(Collected data entries)
=-=-=-=-=

PR #78, opened 2024-03-11
Bumping the library version and pinning lm-eval-harness to a PyPI Distribution

veekaybee:
## What's changing

We wanted to pin lm-eval to a git hash to encompass the latest changes, but PyPI doesn't allow to publish packages with git-hash pinned dependencies, so reverting for now so we can update the PyPI version with the latest Ray on publish. 

See errors here: https://github.com/mozilla-ai/lm-buddy/actions/runs/8238935806/job/22531036074

### DIFF
--- a/pyproject.toml
+++ b/pyproject.toml
@@ -4,7 +4,7 @@ build-backend = "setuptools.build_meta"
 
 [project]
 name = "lm-buddy"
-version = "0.2.7"
+version = "0.2.8"
 authors = [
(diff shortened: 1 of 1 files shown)


sfriedowitz (approved):
Thanks for doing this 🙇

sfriedowitz:
(we could in theory switch back to `uv` in our CI, but no worries either way)

veekaybee:
Yup, will do once we bump that lm-harness version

=-=-=-=-=

Those lines above that contain the string "sfriedowitz" should be returned.

» **Response area**:
sfriedowitz (approved):
sfriedowitz:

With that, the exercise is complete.